* **Data supplied**:
= Beginning of Section =

Issue #473, opened 2016-12-18
on-behalf-of header crashes server


melvincarvalho:
When using WebID delegation, the on-behalf-of header is sent by the user agent.  Currently this will crash node solid server.

It would be better to throw an error message, and keep the server running, or fix the delegation code in allow.js 

https://github.com/solid/node-solid-server/blob/master/lib/handlers/allow.js

The root problem lies in the function : 

    function verifyDelegator (host, ldp, baseUri, delegator, delegatee, callback) {

Which takes 6 parameters.  It is being called 

    verifyDelegator(req.hostname, delegator, req.session.userId, function

With only 4 parameters.  Meaning that the callback is sent instead of the delegate URI.  And the string function on the callback will throw an exception.

@dmitrizagidulin any ideas on what the logic *should* be here?

dmitrizagidulin:
@melvincarvalho I'm not sure what the correct logic should be. Maybe @deiu can take a look?

dmitrizagidulin:
Taking a look at this.

dmitrizagidulin:
Fixed by PR #487. (WebID Delegation is currently not fully implemented in the server, but will be implemented by PR #475.) Closing.

PR #475, opened 2016-12-22
Fix verifyDelegator() logic in the allow handler

dmitrizagidulin:
Fixes issue #473.

### DIFF
--- a/lib/handlers/allow.js
+++ b/lib/handlers/allow.js
@@ -30,26 +30,30 @@ function allow (mode) {
       strictOrigin: ldp.strictOrigin
     })
 
-    getUserId(req, fetchDocument, (err, userId) => {
-      if (err) return next(err)
-
-      var reqPath = res && res.locals && res.locals.path
-        ? res.locals.path
-        : req.path
-      ldp.exists(req.hostname, reqPath, (err, ret) => {
-        if (ret) {
-          var stat = ret.stream
-        }
-        if (!reqPath.endsWith('/') && !err && stat.isDirectory()) {
-          reqPath += '/'
-        }
-        var options = {
-          origin: req.get('origin'),
-          host: req.protocol + '://' + req.get('host')
-        }
-        return acl.can(userId, mode, baseUri + reqPath, next, options)
+    let webId = req.session.userId
+    let onBehalfOf = utils.debrack(req.get('On-Behalf-Of'))
+    getUserId(webId, onBehalfOf, fetchDocument)
+      .then(userId => {
+        let reqPath = res && res.locals && res.locals.path
+          ? res.locals.path
+          : req.path
+        ldp.exists(req.hostname, reqPath, (err, ret) => {
+          if (ret) {
+            var stat = ret.stream
+          }
+          if (!reqPath.endsWith('/') && !err && stat.isDirectory()) {
+            reqPath += '/'
+          }
+          var options = {
+            origin: req.get('origin'),
+            host: req.protocol + '://' + req.get('host')
+          }
+          return acl.can(userId, mode, baseUri + reqPath, next, options)
+        })
       })
-    })
+      .catch(err => {
+        next(err)
+      })
   }
 }
 
@@ -105,33 +109,32 @@ function documentFetcher (host, ldp, baseUri) {
  * - From `session.userId` (if no delegation header, or secretary unauthorized)
  *
  * @method getUserId
- * @param req
+ * @param webId {string} Current user, from session.userId
+ * @param onBehalfOf {string} Contents of the `On-Behalf-Of` delegation header
  * @param fetchDocument {Function} Result of `documentFetcher()` call
- * @param callback {Function}
- * @return {string} Callback with the user id (either the current user, or
+ * @return {Promise<string>} The user id (either the current user, or
  *   the user being delegated for).
  */
-function getUserId (req, fetchDocument, callback) {
-  let webId = req.session.userId
-  let principal = utils.debrack(req.get('On-Behalf-Of'))
+function getUserId (webId, onBehalfOf, fetchDocument) {
+  let principal = onBehalfOf
   if (!webId || !principal) {
-    return callback(null, webId)
+    return Promise.resolve(webId)
   }
   // WebID Delegation header present, verify secretary and return the principal
   let secretary = webId
   debug('Verifying delegator (secretary agent) ', secretary,
     ' representing ', principal)
 
-  verifyDelegator(fetchDocument, secretary, principal, (err, verified) => {
-    if (err) { return callback(err) }
-    if (verified) {
-      debug('Request User ID (via delegation): ' + principal)
-      return callback(null, principal)
-    } else {
-      debug('Secretary agent not authorized: ' + secretary)
-      return callback(null, secretary)
-    }
-  })
+  return verifyDelegator(fetchDocument, secretary, principal)
+    .then(verified => {
+      if (verified) {
+        debug('Request User ID (via delegation): ' + principal)
+        return principal
+      } else {
+        debug('Secretary agent not authorized: ' + secretary)
+        return secretary
+      }
+    })
 }
 
 /**
@@ -142,24 +145,26 @@ function getUserId (req, fetchDocument, callback) {
  *   principal.
  * @param principal {string} Web ID of the secretary's "owner". Authorizes
  *   the secretary to act on the principal's behalf.
- * @param callback {Function}
- * @return {Boolean} Callback with whether or not delegator is verified
+ * @throws {Error}
+ * @return {Promise<Boolean>} Whether or not delegator is verified
  */
 function verifyDelegator (fetchDocument, secretary, principal, callback) {
-  // Fetch the principal's WebID Profile document
-  fetchDocument(principal, function (err, profileGraph) {
-    if (err) {
-      debug("Error fetching the principal's profile: ", err)
-      err.status = 500
-      return callback(err)
-    }
-    let authorizedMatches = profileGraph
-      .match(
-        $rdf.namedNode(principal),
-        ns.acl('delegates'),
-        $rdf.namedNode(secretary)
-      )
-    let isAuthorized = authorizedMatches.length > 0
-    return callback(null, isAuthorized)
+  return new Promise((resolve, reject) => {
+    // Fetch the principal's WebID Profile document
+    fetchDocument(principal, (err, profileGraph) => {
+      if (err) {
+        debug("Error fetching the principal's profile: ", err)
+        err.status = 500
+        return reject(err)
+      }
+      let authorizedMatches = profileGraph
+        .match(
+          $rdf.namedNode(principal),
+          ns.acl('delegates'),
+          $rdf.namedNode(secretary)
+        )
+      let isAuthorized = authorizedMatches.length > 0
+      resolve(isAuthorized)
+    })
   })
 }
--- a/lib/handlers/allow.js
+++ b/lib/handlers/allow.js
@@ -166,6 +166,9 @@ function getRequestingWebId (webId, onBehalfOf, fetchDocument) {
 }
 
 /**
+ * Verifies that a given principal has authorized the secretary to act on their
+ * behalf, in their WebID Profile.
+ *
  * @see https://www.w3.org/wiki/WebID/Delegation
  * @see https://github.com/seebi/WebID-Delegation-paper
  * @param secretary {string} Web ID of the delegator agent. Acts on behalf of the
--- a/lib/handlers/allow.js
+++ b/lib/handlers/allow.js
@@ -1,4 +1,6 @@
 module.exports.allow = allow
+module.exports.getUserId = getUserId
+module.exports.verifyDelegator = verifyDelegator
 
 var ACL = require('../acl-checker')
 var $rdf = require('rdflib')
@@ -13,20 +15,22 @@ process.env.NODE_TLS_REJECT_UNAUTHORIZED = '0'
 
 function allow (mode) {
   return function allowHandler (req, res, next) {
-    var ldp = req.app.locals.ldp
+    let ldp = req.app.locals.ldp
     if (!ldp.webid) {
       return next()
     }
-    var baseUri = utils.uriBase(req)
+    let baseUri = utils.uriBase(req)
+
+    let fetchDocument = documentFetcher(req.hostname, ldp, baseUri)
 
     var acl = new ACL({
       debug: debug,
-      fetch: documentFetcher(req.hostname, ldp, baseUri),
+      fetch: fetchDocument,
       suffix: ldp.suffixAcl,
       strictOrigin: ldp.strictOrigin
     })
 
-    getUserId(req, function (err, userId) {
+    getUserId(req, fetchDocument, (err, userId) => {
       if (err) return next(err)
 
       var reqPath = res && res.locals && res.locals.path
@@ -52,7 +56,7 @@ function allow (mode) {
 /**
  * Returns a fetch document handler used by the ACLChecker to fetch .acl
  * resources up the inheritance chain.
- * The `fetch(uri, callback)` results in the callback, with either:
+ * The `fetchDocument(uri, callback)` results in the callback, with either:
  *   - `callback(err, graph)` if any error is encountered, or
  *   - `callback(null, graph)` with the parsed RDF graph of the fetched resource
  * @method documentFetcher
@@ -102,11 +106,12 @@ function documentFetcher (host, ldp, baseUri) {
  *
  * @method getUserId
  * @param req
+ * @param fetchDocument {Function} Result of `documentFetcher()` call
  * @param callback {Function}
  * @return {string} Callback with the user id (either the current user, or
  *   the user being delegated for).
  */
-function getUserId (req, callback) {
+function getUserId (req, fetchDocument, callback) {
   let webId = req.session.userId
   let principal = utils.debrack(req.get('On-Behalf-Of'))
   if (!webId || !principal) {
@@ -114,9 +119,6 @@ function getUserId (req, callback) {
   }
   // WebID Delegation header present, verify secretary and return the principal
   let secretary = webId
-  let ldp = req.app.locals.ldp
-  let baseUri = utils.uriBase(req)
-  let fetchDocument = documentFetcher(req.hostname, ldp, baseUri)
   debug('Verifying delegator (secretary agent) ', secretary,
     ' representing ', principal)
 
@@ -135,7 +137,6 @@ function getUserId (req, callback) {
 /**
  * @see https://www.w3.org/wiki/WebID/Delegation
  * @see https://github.com/seebi/WebID-Delegation-paper
- *
  * @param fetchDocument {Function} Result of `documentFetcher()` call
  * @param secretary {string} Web ID of the delegator agent. Acts on behalf of the
  *   principal.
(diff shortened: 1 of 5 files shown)


melvincarvalho:
I can confirm that sending the on-behalf-of header no longer crashes the server

dmitrizagidulin:
@melvincarvalho Thanks for confirming!

dmitrizagidulin:
@dan-f / @nicola / @deiu  - ready for review.

csarven:
Confirmed.

lib/handlers/allow.js
```diff
@@ -12,59 +15,65 @@ process.env.NODE_TLS_REJECT_UNAUTHORIZED = '0'
 
 function allow (mode) {
```
dan-f: Could you add a `JSDoc` comment for this function?

lib/handlers/allow.js
```diff
@@ -93,56 +102,69 @@ function fetchDocument (host, ldp, baseUri) {
...
-      .each(delegatorGraph.sym(delegator),
-        delegatorGraph.sym('http://www.w3.org/ns/auth/acl#delegates'),
-        undefined)
-
-    for (var delegateeIndex in delegatesStatements) {
-      var delegateeValue = delegatesStatements[delegateeIndex]
-      if (utils.debrack(delegateeValue.toString()) === delegatee) {
-        callback(null, true)
+/**
+ * @see https://www.w3.org/wiki/WebID/Delegation
```
dan-f: Awesome `JSDoc` - the `@see` block tag is new to me. I think this could still use a brief one-liner to the top of the comment to introduce the function.

lib/handlers/allow.js
```diff
@@ -93,56 +102,69 @@ function fetchDocument (host, ldp, baseUri) {
...
-    }
-    // TODO check if this should be false
-    return callback(null, false)
+      let authorizedMatches = profileGraph
+        .match(
+          rdf.namedNode(principal),
+          ns.acl('delegates'),
+          rdf.namedNode(secretary)
+        )
+      let isAuthorized = authorizedMatches.length > 0
```
dan-f: Great. I think you could squish these two statements into one using the `.any()`.

lib/handlers/allow.js
```diff
@@ -93,56 +102,69 @@ function fetchDocument (host, ldp, baseUri) {
...
+ * - From `session.userId` (if no delegation header, or secretary unauthorized)
+ *
+ * @method getUserId
+ * @param webId {string} Current user, from session.userId
+ * @param onBehalfOf {string} Contents of the `On-Behalf-Of` delegation header
+ * @param fetchDocument {Function} Result of `documentFetcher()` call
+ * @return {Promise<string>} The user id (either the current user, or
+ *   the user being delegated for).
+ */
+function getUserId (webId, onBehalfOf, fetchDocument) {
```
dan-f: I think this function could use a slightly more specific name. Something like `getRequestingWebId`?

Another thing is that I think the `webId` and `onBehalfOf` parameters are an implementation concern of this function rather than the caller. Could we just pass the request object instead?

lib/handlers/allow.js
```diff
@@ -93,56 +102,69 @@ function fetchDocument (host, ldp, baseUri) {
...
+  let principal = onBehalfOf
+  if (!webId || !principal) {
```
dan-f: I don't understand this logic. If there's no webId in the request, resolve to the webId? That seems like an error condition to me.

lib/utils.js
```diff
@@ -19,8 +19,15 @@ var S = require('string')
...
+/**
+ * Removes the `<` and `>` brackets around a string and returns it.
+ * Used by the `allow` handler in `verifyDelegator()` logic.
+ * @method debrack
+ * @param s {string}
+ * @return {string}
+ */
 function debrack (s) {
-  if (s.length < 2) {
+  if (!s || s.length < 2) {
```
dan-f: Not to be annoying, but this should have a test case :)

test/allow.js
```diff
@@ -0,0 +1,131 @@
...
+    rdf.namedNode(alice),
+    ns.acl('delegates'),
+    rdf.namedNode(agentWebId)
+  )
+const notVerifiedSecretaryGraph = rdf.graph()
+
+describe('allow() handler', () => {
+  describe('getUserId()', () => {
+    const emptyFetchDocument = () => {}
+    it('no webId present', done => {
```
dan-f: I have a strong preference for test cases to be named after the behavior that they're looking for rather than the data they accept. For example, rather than "no webId present" something like "should <do expected behavior> when no webId is present". This clarifies the intended logic for contributors, future developers, and us months down the line when we forget what the intended behavior was.

lib/handlers/allow.js
dan-f: Or does that to handle unauthenticated users? If we're trying to return a null value for when the request is unauthenticated I'd prefer to explicitly return `null`.

lib/handlers/allow.js
```diff
@@ -12,59 +15,65 @@ process.env.NODE_TLS_REJECT_UNAUTHORIZED = '0'
...
+          }
+          var options = {
+            origin: req.get('origin'),
+            host: req.protocol + '://' + req.get('host')
+          }
+          return acl.can(userId, mode, baseUri + reqPath, next, options)
+        })
+      })
+      .catch(err => {
+        next(err)
```
dan-f: I'm not too familiar with express. Does this pass the `err` object to the next middleware?

test/allow.js
```diff
@@ -0,0 +1,131 @@
...
+const verifiedSecretaryGraph = rdf.graph()
+verifiedSecretaryGraph.add(
+    rdf.namedNode(alice),
+    ns.acl('delegates'),
+    rdf.namedNode(agentWebId)
+  )
+const notVerifiedSecretaryGraph = rdf.graph()
+
+describe('allow() handler', () => {
+  describe('getUserId()', () => {
```
dan-f: I expected there to be two separate (not nested) describe blocks - one for the `allow` function and one for the `getUserId()` function - since they are separate exported functions from the `allow` module.

test/allow.js
```diff
@@ -0,0 +1,131 @@
...
+    const emptyFetchDocument = () => {}
+    it('no webId present', done => {
+      let webId  // no secretary
+      let onBehalfOf = alice  // principal
```
dan-f: Additionally, I expect the case in which the request has no webId but an on-behalf-of header to be a rejected promise, not for `getUserId` to resolve to `undefined`.

As an aside I'd generalize that I'd almost never expect a promise to resolve to `undefined`. Null or falsy values should be explicit.

test/allow.js
```diff
@@ -0,0 +1,131 @@
...
+      getUserId(webId, onBehalfOf, emptyFetchDocument)
+        .then(userId => {
+          assert.equal(userId, undefined,
+            'Should return undefined when no webId is present')
+          done()
```
dan-f: Rather than accept the `done` callback and imperatively call it, mocha lets you return a promise from your test function.

test/allow.js
```diff
@@ -0,0 +1,131 @@
...
+        })
+    })
+    it('no onBehalfOf present', done => {
```
dan-f: Same comment regarding test case naming.

test/allow.js
```diff
@@ -0,0 +1,131 @@
...
+      let webId = alice  // principal
+      let onBehalfOf  // no delegation header
+      getUserId(webId, onBehalfOf, emptyFetchDocument)
+        .then(userId => {
+          assert.equal(webId, userId,
+            'Should return webId when no onBehalfOf is present')
+          done()
+        })
+    })
+    it('throws 500 error if fetchDocument errors', done => {
```
dan-f: I think its an anti-pattern to knowingly allow and test for 500 errors in a web server. If there's a case in which you know you cannot complete a request you've got a slew of semantic error codes to choose from.

test/allow.js
```diff
@@ -0,0 +1,131 @@
...
+      getUserId(webId, onBehalfOf, fetchDocument)
+        .then(userId => {
+          assert.equal(userId, agentWebId,
+            'Should return the webId (secretary id) if secretary is NOT verified')
+          done()
+        })
+        .catch(err => {
+          console.error(err)
+        })
+    })
```
dan-f: There needs to be a test case for an entirely unauthenticated request - no webId and no on-behalf-of header.

test/allow.js
```diff
@@ -0,0 +1,131 @@
...
+      let fetchDocument = (url, callback) => {
+        callback(null, verifiedSecretaryGraph)
+      }
+      getUserId(webId, onBehalfOf, fetchDocument)
+        .then(userId => {
+          assert.equal(userId, alice,
+            'Should return principal (onBehalfOf) if secretary is verified')
+          done()
+        })
+        .catch(err => {
```
dan-f: You should remove this `catch` block which will suppress errors from making it back to mocha in your test.

test/allow.js
```diff
@@ -0,0 +1,131 @@
...
+      let fetchDocument = (url, callback) => {
+        callback(null, notVerifiedSecretaryGraph)
+      }
+      getUserId(webId, onBehalfOf, fetchDocument)
+        .then(userId => {
+          assert.equal(userId, agentWebId,
+            'Should return the webId (secretary id) if secretary is NOT verified')
+          done()
+        })
+        .catch(err => {
```
dan-f: Remove this catch block.

test/allow.js
```diff
@@ -0,0 +1,131 @@
...
+          console.error(err)
+        })
+    })
+  })
+
+  describe('verifyDelegator()', () => {
+    it('should throw 500 error if fetchDocument errors', done => {
```
dan-f: Again, can we come up with a more semantic error code?

test/allow.js
```diff
@@ -0,0 +1,131 @@
...
+      let fetchDocument = (url, callback) => {
+        callback(null, verifiedSecretaryGraph)
+      }
+      verifyDelegator(secretary, principal, fetchDocument)
+        .then(verified => {
+          assert.equal(verified, true,
+            'Should be true if profile authorizes the secretary')
+          done()
+        })
+        .catch(err => {
```
dan-f: remove this `catch` block

test/allow.js
```diff
@@ -0,0 +1,131 @@
...
+      let fetchDocument = (url, callback) => {
+        callback(null, notVerifiedSecretaryGraph)
+      }
+      verifyDelegator(secretary, principal, fetchDocument)
+        .then(verified => {
+          assert.equal(verified, false,
+            'Should be false if profile does not authorize the secretary')
+          done()
+        })
+        .catch(err => {
```
dan-f: remove this `catch` block

lib/handlers/allow.js
dmitrizagidulin: Yeah, `next()` is Express's generic error and flow control handler. If not handled by the next middleware layer, it ends up being displayed to the user in `error-pages.js` (which is usually the desired behavior).

lib/handlers/allow.js
dmitrizagidulin: Yeah, this is meant to handle un-authenticated users. Sure, we can return `null` explicitly, no prob.

dmitrizagidulin:
> The documentFetcher function isn't tested. Since it's basicly just a web client, rather than write a bunch of tests for it, couldn't we use the solid web client directly?

As much as I would *love* to refactor `documentFetcher()` to use solid-web-client (or something similarly reusable), that's a fairly involved task and out of scope for this fix/PR. It is a pain point for me, though, and I will refactor it soon (probably when integrating the ad hoc Groups permission support).

test/allow.js
dmitrizagidulin: I've heard that as well. But in testing, returning the promise and not calling `done()` only results in `Error: timeout of 2000ms exceeded. Ensure the done() callback is being called in this test.` :(

dan-f: You have to 1) remove the `done` parameter from the test function and 2) return the promise from the test function.

dmitrizagidulin: Ah I see, yeah, I was leaving in the `done` parameter to the test.

dmitrizagidulin:
PR feedback addressed in the latest commit.

- Added docstring to `allow(mode)` handler.
- Renamed `getUserId()` to `getRequestingWebId()`
- Returning `null` explicitly in `getRequestingWebId()`.
- Updated the test description strings
- Removed explicit testing for 500 errors
- Removed `.catch()` blocks in the tests.
- Added tests for utils/debrack()

> The `allow` handler itself isn't tested but should be. It would be a good use case for a http mocking library such as nock. Perhaps this is more of an integration level test?

It's being tested on an integration leve in `test/acl.js`.

> Are we running standard on the tests? I'd argue we should.

Yes, our `npm test` also invokes `standard` on the tests directory.

> The lack of newlines between test cases makes them a bit hard to read for me.

No prob, added more newlines.

> The `documentFetcher` function isn't tested. Since it's basicly just a web client, rather than write a bunch of tests for it, couldn't we use the solid web client directly?

Yeah, refactoring the `documentFetcher()` function is on my to-do list (it's used extensively in `acl-checker.js`, and tested indirectly in `test/acl.js`). Writing tests for it is out of scope for this PR.

lib/handlers/allow.js
```diff
@@ -10,61 +13,84 @@ var utils = require('../utils')
...
+    let webId = req.session.userId
+    let onBehalfOf = utils.debrack(req.get('On-Behalf-Of'))
+    getRequestingWebId(webId, onBehalfOf, fetchDocument)
+      .then(userId => {
+        let reqPath = res && res.locals && res.locals.path
+          ? res.locals.path
+          : req.path
+        ldp.exists(req.hostname, reqPath, (err, ret) => {
+          if (ret) {
+            var stat = ret.stream
```
nicola: I know it was there before, but, where is this used?

dmitrizagidulin: @nicola No idea.

test/allow.js
```diff
@@ -14,117 +14,94 @@ verifiedSecretaryGraph.add(
...
-      getUserId(webId, onBehalfOf, emptyFetchDocument)
+
+      return getRequestingWebId(webId, onBehalfOf, emptyFetchDocument)
         .then(userId => {
           assert.equal(webId, userId,
             'Should return webId when no onBehalfOf is present')
-          done()
-        })
-    })
-    it('throws 500 error if fetchDocument errors', done => {
```
dan-f: What happened to this test?

test/allow.js
```diff
@@ -14,117 +14,94 @@ verifiedSecretaryGraph.add(
...
-          done()
-        })
-        .catch(err => {
-          console.error(err)
         })
     })
   })
 
   describe('verifyDelegator()', () => {
-    it('should throw 500 error if fetchDocument errors', done => {
```
dan-f: Why remove these tests? My comment was about testing for a more semantic error status code, not removing the tests.

test/utils.js
```diff
@@ -31,4 +31,27 @@ describe('Utility functions', function () {
       assert.equal(utils.uriToFilename('quote%27', 'base/'), 'base/quote\'')
     })
   })
+
+  describe('debrack()', () => {
+    it('should return null if no string is passed', done => {
+      assert.equal(utils.debrack(), null)
+      done()
```
dan-f: You don't need to accept/call the `done` parameter in synchronous tests.

lib/handlers/allow.js
```diff
@@ -108,20 +125,31 @@ function documentFetcher (host, ldp, baseUri) {
...
  * @param webId {string} Current user, from session.userId
  * @param onBehalfOf {string} Contents of the `On-Behalf-Of` delegation header
  * @param fetchDocument {Function} Result of `documentFetcher()` call
  * @return {Promise<string>} The user id (either the current user, or
  *   the user being delegated for).
  */
-function getUserId (webId, onBehalfOf, fetchDocument) {
-  let principal = onBehalfOf
-  if (!webId || !principal) {
+function getRequestingWebId (webId, onBehalfOf, fetchDocument) {
```
dan-f: My comment still stands that I think this function would be cleaner if it accepted the request object rather than `webId` and `onBehalfOf`.

dan-f:
Looks like my last few comments got squished as "outdated". Not sure why, but I'd still like you to see them.

test/allow.js
dmitrizagidulin: I removed that test because the fetch document function callback is no longer throwing a 500. I realized that the callback had no way of knowing the semantics of why it failed, whether for a 4xx-type reason or a 5xx-type. 
It'll be the responsibility of `fetchDocument()`, when we refactor it, to provide a more semantic error code.

lib/handlers/allow.js
dmitrizagidulin: I disagree. That function has no need of the rest of the `req` object. And in fact, does not care which headers the Web ID or the secretary id live.

test/allow.js
dan-f: As noted below, I think that if the logic in this PR depends on an untested function, it is necessarily in scope for that function to be tested.

dmitrizagidulin:
> I disagree that testing documentFetcher() is "out of scope" for this PR. If fetching the resource fails, then the delegation verification doesn't actually accomplish anything at all.

I think you're losing sight of the big picture of this PR. This is a fairly minor fix for a *crashing bug* to solid-server. I did not create `documentFetcher()`. And I do not plan to test it in its current form, in this PR, since it (and several of the functions inside it) are going to be refactored shortly, in a separate branch.

lib/handlers/allow.js
dan-f: Some procedure has to know where that data comes from, and rather than have every single caller of this function reach into the request object and pull out those values, it seems more maintainable to keep that logic here.

test/allow.js
dmitrizagidulin: *Many* functions inside solid-server, on which this PR depends, are untested. Blocking a fix until the developer adds tests to all of them is unrealistic.

lib/handlers/allow.js
dmitrizagidulin: Again, I disagree. And there's only one caller of this function.

test/utils.js
dmitrizagidulin: Thanks. Removed.

dan-f:
> I think you're losing sight of the big picture of this PR. This is a fairly minor fix for a crashing bug to solid-server. I did not create documentFetcher(). And I do not plan to test it in its current form, in this PR, since it (and several of the functions inside it) are going to be refactored shortly, in a separate branch.

Again, I disagree. A patch is not a "fix" unless the patched system is fully tested for the the thing which it claims to "fix".

As one of the maintainers of this Solid implementation, you're free to merge whatever code you want. I'm not going to give the `:+1:` to an implementation that isn't fully tested. I think it's worth pointing out that I spent much of my last week fixing bugs in various solid libraries that did not have test coverage.

dmitrizagidulin:
> I think it's worth pointing out that I spent much of my last week fixing bugs in various solid libraries that did not have test coverage.

You say that as if this is some sort of exceptional circumstance, instead of our daily reality as developers. This is a rapidly moving, pre-alpha stage, experimental project. Most the the Solid libraries we use don't have test coverage. And while that should be addressed, as much as possible, as we go along, requiring a full stop until everything gets tested is not reasonable.

dmitrizagidulin:
I will refactor `documentFetcher()`, however, and add tests in this PR.

dmitrizagidulin:
After further investigation, refactoring and testing `documentFetcher()` requires nontrivial changes to the rest of the server. While these are being addressed, I pushed PR #487 to temporarily address the crashing issue.

RubenVerborgh:
We have a different implementation with #646.

melvincarvalho:
Please dont delete the dz_fix_delegation branch, there may be useful code there.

= End of Section =

* **Brief**: Only lines containing the word "basicly" should appear in the answer, and every such line from the records above must be there.

* **Answer to this task**:
> The documentFetcher function isn't tested. Since it's basicly just a web client, rather than write a bunch of tests for it, couldn't we use the solid web client directly?
> The `documentFetcher` function isn't tested. Since it's basicly just a web client, rather than write a bunch of tests for it, couldn't we use the solid web client directly?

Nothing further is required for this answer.